Copy out all lines from the entries below in which "worthwhile" occurs.
┄┄┄┄┄┄
PR #3137, opened 2023-03-27
Remove var _parent, add indirection through Builder

azidar:
### Contributor Checklist

- [ ] Did you review?


jackkoenig:
I am generally in favor of removing fields from `Data` where possible. That being said, Maps are more expensive on a per-member basis than a field, so if a high percentage of `Data` use this field, a Map may be more expensive. In particular, bound Data have it set (does this include children of Aggregates? I am not sure), and bound Data cannot be garbage collected, thus they make up a disproportionate percentage of the `Data` objects impacting overall memory use.

This is a very long-winded way of saying that we need to benchmark this change to see if it's worthwhile.

PR #3140, opened 2023-03-28
Added Context, with some tests

azidar:
### Contributor Checklist

- [ ] Did you review?

### DIFF
--- a/core/src/main/scala/chisel3/internal/Context.scala
+++ b/core/src/main/scala/chisel3/internal/Context.scala
@@ -1,0 +1,189 @@
+package chisel3.internal
+
+private[internal] trait CloneToContext {
+  def cloneTo(c: Context): CloneToContext
+}
+
+// Datastructure to represent contexts (with back pointers to "provenance", or version of this context with less context information)
+private[chisel3] class Context(val key: String, val parent: Option[Context], val provenance: Option[Context]) {
+  private val localChildrenKeys = new collection.mutable.LinkedHashSet[String]()
+  private val children = new collection.mutable.LinkedHashMap[String, Context]()
+
+  /** At this moment in time, all known children keys of this or any provenance Contexts */
+  def childrenKeys: List[String] = if (isOrigin) localChildrenKeys.toList else provenance.map(_.childrenKeys).get
+  def isChild(childKey: String): Boolean = childrenKeys.contains(childKey)
+
+  /* Accessors to important contexts, relative to this */
+
+  // Top-most context
+  lazy val top: Context = parent.map(_.top).getOrElse(this)
+  // Provenance origin, could have a different top context
+  lazy val origin: Context = provenance.map(_.origin).getOrElse(this)
+  // Provenance origin, but who shares same top context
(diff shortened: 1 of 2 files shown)


core/src/main/scala/chisel3/internal/Context.scala
```diff
@@ -0,0 +1,189 @@
...
+  // entire provenance context path
+  lazy val provenanceContextPath: Seq[Context] = (this +: provenance.toSeq.flatMap(_.provenanceContextPath))
+
+  /* Helpers to determine whether this Context has these properties */
+
+  lazy val isTop = parent.isEmpty
+  lazy val isOrigin = origin == this
+  lazy val isTemplate = template == this
+
+  /* Adding children to origin new Contexts */
```
mwachs5, line 37: what does this comment mean?

azidar: Clarified.

src/test/scala/chisel3/internal/ContextSpec.scala
```diff
@@ -0,0 +1,81 @@
...
+      }
+
+      List(
+        "Connection between sink (Bottom.in: IO[UInt<3>]) and source (Bottom_1.out: IO[UInt<3>]) failed",
+        "Top/m0=Middle/b0=Bottom/in", // Generated from Context.target
+        "Top/m0=Middle/b1=Bottom_1/out", // Generated from Context.target
+        "unavailable to current module",
+        "Top" // Generated from Context.target
+      ).forall(s => e.getMessage.contains(s))
+    }
```
jackkoenig, line 79: FYI this test is vacuously passing because there's no actual assertion, that `forall` is returning `false` (because we're obviously not using `Context` yet).

src/test/scala/chisel3/internal/ContextSpec.scala
```diff
@@ -0,0 +1,81 @@
...
+
+      // Right subsumes left
+      assert(R_b0.copyTo(B_l0) == R_b0)
+      assert(R_b0_l1.copyTo(B_l1) == R_b0_l1)
+      assert(R.copyTo(B_l1) == R)
+
+      // Left matches right
+      assert(R_b0.copyTo(R_b0) == R_b0)
+      assert(R_b0_l1.copyTo(R_b0_l1) == R_b0_l1)
+      assert(R.copyTo(R_b0_l1) == R)
```
jackkoenig, line 50: I don't completely understand these tests. You don't override `equals` in `Context` so we're using referential equality. I think I would prefer `eq` to call that out to the reader. Also, these `copyTo` methods mutate the underlying datastructures, I would like to see what mutation is expected captured in the tests.

jackkoenig (approved):
I've got some suggestions, I'd especially like to understand the tests a little better. I think we should merge to make forward progress, but I maintain some reservations about how this is going to be used. If we're going to have one of these instances _per Data_ we're going to have to figure out how to have some structural sharing otherwise the memory cost is going to be astronomical.

PR #3141, opened 2023-03-29
Use %[[]] format for ChsielAnnotations

seldridge:
Change FIRRTL Circuit conversion/serialization to place ChiselAnnotations (converted to FIRRTL Annotations) inside the FIRRTL Circuit and to serialize this using the "%[[]]" inline JSON format that is present in the FIRRTL spec.  This does not remove _all_ annotations passed via the annotation file, but it is the first step towards that.

### DIFF
--- a/core/src/main/scala/chisel3/internal/firrtl/Converter.scala
+++ b/core/src/main/scala/chisel3/internal/firrtl/Converter.scala
@@ -366,11 +366,11 @@ private[chisel3] object Converter {
   }
 
   def convert(circuit: Circuit): fir.Circuit =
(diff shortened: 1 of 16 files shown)


jackkoenig (commented):
Generally LGTM. I would like to see a unit test at least sanity checking the serialization (eg. looking for a dontTouch in the `.fir`) and I think it would be good to control this via a command-line option, WDYT?

seldridge:
> LGTM, I still want to see a unit test

Added a test of both `ChiselStage` and `ChiselStage$`.

seldridge:
Also, the inline Annotation format is still FIRRTL spec 1.2.0, so no bump to the emitted version needed. This is the first hard-break with the SFC.

PR #3160, opened 2023-04-04
Deprecate ChiselStage$.elaborate

seldridge:
Deprecate ChiselStage$.elaborate as this exposes internal Chisel APIs, namely "chisel3.internal.firrtl.Circuit".  Replace usages of this in tests with emitCHIRRTL.

### DIFF
--- a/src/main/scala/circt/stage/ChiselStage.scala
+++ b/src/main/scala/circt/stage/ChiselStage.scala
@@ -211,6 +211,10 @@ object ChiselStage {
     *
     * @param gen a call-by-name Chisel module
     */
+  @deprecated(
+    "this exposes the internal Chisel circuit which was not supposed to be public---use either ChiselStage.convert or ChiselStage.emitCHIRRTL instead",
+    "Chisel 5.0"
+  )
   def elaborate(
     gen:  => RawModule,
     args: Array[String] = Array.empty
--- a/src/test/scala/chisel3/internal/NameCollisionSpec.scala
+++ b/src/test/scala/chisel3/internal/NameCollisionSpec.scala
@@ -10,7 +10,7 @@ class NameCollisionSpec extends ChiselFlatSpec with Utils {
 
   it should "error on duplicated names with a correct message" in {
     (the[ChiselException] thrownBy extractCause[ChiselException] {
-      ChiselStage.elaborate(
+      ChiselStage.emitCHIRRTL(
         new Module {
           val foo, bar = IO(Input(UInt(8.W)))
           val out = IO(Output(UInt(8.W)))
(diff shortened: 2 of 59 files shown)


jackkoenig (approved):

src/main/scala/circt/stage/ChiselStage.scala
```diff
@@ -211,6 +211,10 @@ object ChiselStage {
     *
     * @param gen a call-by-name Chisel module
     */
+  @deprecated(
+    "this exposes the internal Chisel circuit which was not supposed to be public---use either ChiselStage.convert or ChiselStage.emitCHIRRTL instead ",
+    "Chisel 5.0"
+  )
```
jackkoenig, line 217:
```suggestion
  @deprecated(
    "this exposes the internal Chisel circuit which was not supposed to be public--use either ChiselStage.convert or ChiselStage.emitCHIRRTL instead",
    "Chisel 5.0"
  )
```
Minor nit on the message, feel free to ignore

src/test/scala/chisel3/internal/NameCollisionSpec.scala
```diff
@@ -10,7 +10,7 @@ class NameCollisionSpec extends ChiselFlatSpec with Utils {
 
   it should "error on duplicated names with a correct message" in {
     (the[ChiselException] thrownBy extractCause[ChiselException] {
-      ChiselStage.elaborate(
+      ChiselStage.emitCHIRRTL(
```
mwachs5, line 13: wouldn't you want to keep the elaborate but just kill the return value? We don't actually care about emitChirrtl?

mwachs5:
seems like we have lots of tests where we don't actually care about the emission, and just want to see if we can successfully elaborate. Could we make something like `testElaborate` just return Unit? Does `emitChirrtl` always emit a file, which could be annoying...

seldridge:
`ChiselStage$.emitCHIRRTL` or `ChiselStage$.convert` do not write any files. I considered adding a test-only `elaborate` method to do this, but it seemed unnecessary given that there was an existing method which we could re-use here.

src/test/scala/chisel3/internal/NameCollisionSpec.scala
seldridge: I mean, we could. However, it didn't seem useful to have a public `ChiselStage$.elaborate` method which would return nothing. This could be a test-only method. However, it didn't seem worthwhile given that we could re-use `emitCHIRRTL` here.

Use of `emitCHIRRTL` does do slightly more work for situations which are not catching exceptions. Now, FIRRTL text is generated which would not be (though immediately discarded). For tests that are catching exceptions, the runtime should be the same.

src/main/scala/circt/stage/ChiselStage.scala
seldridge: The use of a fixed-width em-dash was intentional as opposed to a fixed-width en-dash which would not be appropriate. I could use alternative punctuation, though. The space was unintentional. I'll remove that.

src/test/scala/chisel3/internal/NameCollisionSpec.scala
mwachs5: oh yeah good point that most of these tests are expecting an exception anyway

PR #22, opened 2020-02-14
Develop to Master Merge

rennergade:
Native Client portion of Develop->Master Merge

Several major changes have been done during this time period including: pipe infrastructure, dup/dup2 changes, some fork modifications, and some general fixes.

Let's make sure our comments are especially clear here.


src/shared/platform/lind_platform.c
```diff
@@ -765,18 +765,25 @@ int lind_flock (int fd, int operation)
...
 }
 
 int lind_pipe2(int* pipefds, int flags){
     LIND_API_PART1;
-    callArgs = Py_BuildValue("(i[i])", LIND_safe_sys_pipe2, flags);
+    callArgs = Py_BuildValue("(i[i])", LIND_safe_fs_pipe2, flags);
     LIND_API_PART2;
     COPY_DATA(pipefds, 2*sizeof(int))
     LIND_API_PART3;
 }
```
jesings: We should clarify that pipe2 is not implemented, and anyway it should have cageid here too.

src/trusted/service_runtime/nacl_syscall_handlers_gen.py
```diff
@@ -246,7 +246,7 @@
     ('NACL_sys_lind_syscall', 'NaClSysLindSyscall', ['uint32_t callNum', 'uint32_t inNum', 'void *inArgs', 'uint32_t outNum', 'void *outArgs']),
     ('NACL_sys_fork', 'NaClSysFork', []),
     ('NACL_sys_execv', 'NaClSysExecv', ['void *path', 'void *argv']),
-    ('NACL_sys_execve', 'NaClSysExecve', ['void *path', 'void *argv', 'void *envp']),
+    ('NACL_sys_execve', 'NaClSysExecve', ['const char *path', 'void *argv', 'void *envp']),
```
jesings: You changed the type of path in execve but not execv, and you changed the type of argv in the signature in nacl_syscall_common, but not in here.

src/trusted/service_runtime/sel_ldr.c
```diff
@@ -1750,3 +1745,14 @@ void InitializeCage(struct NaClApp *nap, int cage_id) {
...
+void print_desctbl(struct NaClApp *nap)
+{
+  printf("--------------------------");
+  printf("printing desc table for nap w cageid: %d\n", nap->cage_id);
+  printf("ptr array at length %d\n", nap->desc_tbl.num_entries);
+  for (int i = 0; i < nap->desc_tbl.num_entries; i++)
+  {
+    printf("Pointer for %d 0x%" PRIXPTR "\n", i, (uintptr_t)nap->desc_tbl.ptr_array[i]);
+  }
+  printf("---------------------------");
```
jesings: I believe the first and last printfs should either have a newline at the end or be changed to puts.

jesings (commented):
Although it might be better to comment some of the stuff that we made small changes on in here, in general, if we added a significant amount of code we commented it, and the stuff we made small changes to is left unchanged. I'd say this is generally okay to merge.

src/trusted/service_runtime/sel_ldr.c
rennergade: You're right, this is just a function I created for debug anyways. Should probably be removed for this!

rennergade (commented):
A lot of this is adding cageid all over the place, and ripping up the former pipe infrastructure. Of the major additions here I think the commenting is good.

Jonathan's suggestions should be changed but I'm fine with this.

src/trusted/service_runtime/nacl_syscall_handlers_gen.py
rennergade: This ones a little confusing because it doesn't let me do `const char*` or `char* const*` in the framework for the handler gen, so they have to be void. I'll be consistent with voids here in this file but use the actual signatures in syscall common.

jesings: Then, sorry to be such a pest, that should be commented.

rennergade:
I think this branch is good to go after the fixes I pushed.

PR #23, opened 2020-03-17
Thread PR

rennergade:
This PR consolidates our threading pipeline.

I've created an option that lives inside the nap that indicates which thread-type (MAIN, FORK, or EXEC) were launching and are able to set that accordingly.

This moves ThreadCreate, ThreadSpawn, and ThreadLauncher all into one consolidated function instead of one each for fork and main.

Most of the important changes here are in nacl_app_thread.c and sel_ldr_std.c as well as a few in nacl_syscall_common.c. A bunch of the changed files are just updating the native client test files to include the new thread syntax.

I probably, like always, need better comments here. Please let me know anything that's unclear.

### DIFF
--- a/src/trusted/service_runtime/sel_ldr.h
+++ b/src/trusted/service_runtime/sel_ldr.h
@@ -114,6 +114,12 @@ struct NaClSpringboardInfo {
   uint32_t end_addr;
 };
 
+enum NaClThreadLaunchType {
+  MAIN,
+  FORK,
+  EXEC
+};
+
 struct NaClApp {
   /*
    * children table lock children_mu is higher in the locking order than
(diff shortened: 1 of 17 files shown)


src/trusted/service_runtime/sel_ldr.h
```diff
@@ -114,6 +114,12 @@ struct NaClSpringboardInfo {
   uint32_t end_addr;
 };
 
+enum NaClThreadLaunchType {
+  MAIN,
+  FORK,
+  EXEC
+};
```
jesings: I think to make sure we don't run into naming conflicts later down the line that are hard to diagnose something like 
THREAD_LAUNCH_MAIN
THREAD_LAUNCH_FORK
THREAD_LAUNCH_EXEC
would be better.

jesings (commented):
Other than the one comment I made, this all looks fine to me, although I do wonder whether this is only because I am somewhat familiar with these functions already after having looked into how it used to work before.

src/trusted/service_runtime/sel_ldr.h
rennergade: This was a good idea, I just updated to reflect this.

PR #24, opened 2020-03-23
Fd and dup updates

rennergade:
This PR:

1. Fixes the cagetable, and fixes std stream cage initialization
2. Fixes fd allocation to use a next available system
3. Adds RPC for exec
4. Fixes how dup2 checks for existing fds

### DIFF
--- a/src/shared/platform/lind_platform.h
+++ b/src/shared/platform/lind_platform.h
@@ -82,9 +82,12 @@
 #define LIND_safe_fs_flock              54
 #define LIND_safe_fs_rename             55
 
-#define LIND_safe_fs_pipe              66
-#define LIND_safe_fs_pipe2             67
+#define LIND_safe_fs_pipe               66
+#define LIND_safe_fs_pipe2              67
 #define LIND_safe_fs_fork               68
+#define LIND_safe_fs_exec               69
+
+
 
 #define LIND_comp_cia                   105
 #define LIND_comp_call                  106
--- a/src/shared/platform/lind_platform.h
+++ b/src/shared/platform/lind_platform.h
@@ -61,7 +61,7 @@
 #define LIND_safe_net_bind              33
 #define LIND_safe_net_send              34
 #define LIND_safe_net_sendto            35
-#define LIND_safe_net_recv              362
+#define LIND_safe_net_recv              36
 #define LIND_safe_net_recvfrom          37
 #define LIND_safe_net_connect           38
 #define LIND_safe_net_listen            39
--- a/src/shared/platform/lind_platform.h
+++ b/src/shared/platform/lind_platform.h
@@ -159,5 +159,7 @@ int lind_flock (int fd, int operation);
 int lind_pipe(int* pipefds, int cageid);
 int lind_pipe2(int* pipefds, int flags, int cageid);  /* unimplemented */
 int lind_fork(int newcageid, int cageid);
+int lind_exec(int newcageid, int cageid);
+
 
 #endif /* LIND_PLATFORM_H_ */
--- a/src/trusted/service_runtime/nacl_app_thread.c
+++ b/src/trusted/service_runtime/nacl_app_thread.c
@@ -146,12 +146,13 @@ struct NaClApp *NaClChildNapCtor(struct NaClApp *nap) {
   
   /* duplicate file descriptor table starting at child_fd = 3 (0-2 setup previously)*/
   NaClXMutexLock(&nap_parent->mu);
-  for (int parent_fd = 0; parent_fd <= FILE_DESC_MAX; parent_fd++) {
+
+  for (int fd = 0; fd <= FILE_DESC_MAX; fd++) {
 
     /* Retrive the host fd we had stored in the Cage Table for the parent */
-    int parent_host_fd = fd_cage_table[nap_parent->cage_id][parent_fd];
+    int parent_host_fd = fd_cage_table[nap_parent->cage_id][fd];
     if (parent_host_fd == -1) {
-      fd_cage_table[nap_child->cage_id][nap_child->fd++] = -1;
+      fd_cage_table[nap_child->cage_id][fd] = -1;
       continue;
     }
     /* Retrieve Parent NaCl Descriptor based on current child fd in the parent */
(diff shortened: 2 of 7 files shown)


src/trusted/service_runtime/nacl_app_thread.c
```diff
@@ -117,7 +117,7 @@ struct NaClApp *NaClChildNapCtor(struct NaClApp *nap) {
     NaClXMutexUnlock(&nap_parent->children_mu);
   }
 
-  NaClAppInitialDescriptorHookup(nap_child);
+  //NaClAppInitialDescriptorHookup(nap_child);
```
JustinCappos: Is this intended?  If so, do you want to describe why you commented this but left the code?

src/trusted/service_runtime/nacl_app_thread.c
```diff
@@ -146,12 +146,13 @@ struct NaClApp *NaClChildNapCtor(struct NaClApp *nap) {
...
-  for (int parent_fd = nap_child->fd; parent_fd <= nap_parent->fd; parent_fd++) {
+
+  for (int fd = 0; fd <= FILE_DESC_MAX; fd++) {
 
     /* Retrive the host fd we had stored in the Cage Table for the parent */
-    int parent_host_fd = fd_cage_table[nap_parent->cage_id][parent_fd];
-    if (parent_host_fd == 0) {
-      fd_cage_table[nap_child->cage_id][nap_child->fd++] = 0;
+    int parent_host_fd = fd_cage_table[nap_parent->cage_id][fd];
+    if (parent_host_fd == -1) {
```
JustinCappos: I presume this is being set so that you don't confuse it with stdin.  Would a special #defined macro value be better?
```suggestion
    // Using -1 (an invalid fd) to avoid confusing this with a valid fd.
    if (parent_host_fd == -1) {
```

JustinCappos (commented):
I'm leaving a few comments with some minor stylistic things that it may be worth considering.  @rennergade You can take or leave these, but if you do this sort of work throughout, it will be slightly slower to code, but in my experience it is much, much faster to debug / read later.

src/trusted/service_runtime/nacl_app_thread.c
rennergade: Very much appreciate the review/comments! This was just a mistake, I was testing moving the initial descriptor init from being a separate function to being part of the main fd transfer that's below. It worked, and then I forgot to delete.

src/trusted/service_runtime/nacl_app_thread.c
rennergade: A macro definitely seems like a good idea!

src/shared/platform/lind_platform.h
```diff
@@ -82,9 +82,12 @@
 #define LIND_safe_fs_flock              54
 #define LIND_safe_fs_rename             55
 
-#define LIND_safe_fs_pipe              66
-#define LIND_safe_fs_pipe2             67
+#define LIND_safe_fs_pipe               66
+#define LIND_safe_fs_pipe2              67
```
jesings, line 86: I'm pretty sure I fixed this in my getpid branch, we will have a merge conflict then, I'll deal with it though.

src/trusted/service_runtime/nacl_app_thread.c
```diff
@@ -146,12 +145,13 @@ struct NaClApp *NaClChildNapCtor(struct NaClApp *nap) {
...
 
     /* Retrive the host fd we had stored in the Cage Table for the parent */
-    int parent_host_fd = fd_cage_table[nap_parent->cage_id][parent_fd];
-    if (parent_host_fd == 0) {
-      fd_cage_table[nap_child->cage_id][nap_child->fd++] = 0;
+    int parent_host_fd = fd_cage_table[nap_parent->cage_id][fd];
+    if (parent_host_fd == NACL_BAD_FD) {
+      fd_cage_table[nap_child->cage_id][fd] = NACL_BAD_FD;
       continue;
     }
```
jesings, line 156: Don't you want a special case for fds 0 - 2? I don't completely understand the changes in general (that is, the changes in the selected region), if you could explain them that would help me understand this pr better.

src/trusted/service_runtime/nacl_syscall_common.c
```diff
@@ -465,19 +465,13 @@ int32_t NaClSysDup(struct NaClAppThread *natp, int oldfd) {
...
 
-  /* check for closed fds */
-  if (oldfd < 0) {
-    ret = -NACL_ABI_EBADF;
-    goto out;
-  }
+  old_hostfd = fd_cage_table[nap->cage_id][oldfd];
 
-  if (nap->fd > FILE_DESC_MAX) {
+  if (old_hostfd < 0) {
```
jesings, line 470: Do you no longer care about the max number for fds?

src/trusted/service_runtime/nacl_syscall_common.c
```diff
@@ -529,23 +523,18 @@ int32_t NaClSysDup2(struct NaClAppThread  *natp,
...
-    goto out;
-  }
 
   /* Get old host fd from cage table, and use that to get nacl descriptor */
   old_hostfd = fd_cage_table[nap->cage_id][oldfd];
+
+  if (old_hostfd < 0) {
+    ret = -NACL_ABI_EBADF;
+    goto out;
+  }
```
jesings, line 537: Do you no longer care about max fd here either?

jesings (commented):
I think your fd and dup fixes were pretty straightforward aside from the comments I made, and your exec rpc seems fine, some of the architecture of this stuff before you fixed it leaves me baffled though, but I guess lind is totally built on a house of cards, so...

src/trusted/service_runtime/nacl_app_thread.c
rennergade: This has to do with the commented out function Justin found above. I removed the separate initial descriptor setup function and replaced it with us copying over all descriptors. Because of dup functions we want new cages to inherit the previous cage's descriptors and not set up a brand new 0-2.

rennergade: Other than that, I got rid of the confusing parent and child counters and replaced it with just one fd counter that goes over all possible fds. I know this is O(n) and isn't great, but with the better fd allocation system this is the easiest way right now to make sure we copy all descriptors.

I should probably make an issue about both the allocation and copying that there are some O(n) functions that could be made more efficient when we're looking to increase speed. OTOH having an n=1024 of something that's not called very often isn't horrible.

src/trusted/service_runtime/nacl_syscall_common.c
rennergade: The new fd ticketing system makes this not necessary anymore. Though your comment did make me realize the ticketer should return the ABI code for bad fd and not my bad fd marker.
┄┄┄┄┄┄
Output for this exercise
This is a very long-winded way of saying that we need to benchmark this change to see if it's worthwhile.
seldridge: I mean, we could. However, it didn't seem useful to have a public `ChiselStage$.elaborate` method which would return nothing. This could be a test-only method. However, it didn't seem worthwhile given that we could re-use `emitCHIRRTL` here.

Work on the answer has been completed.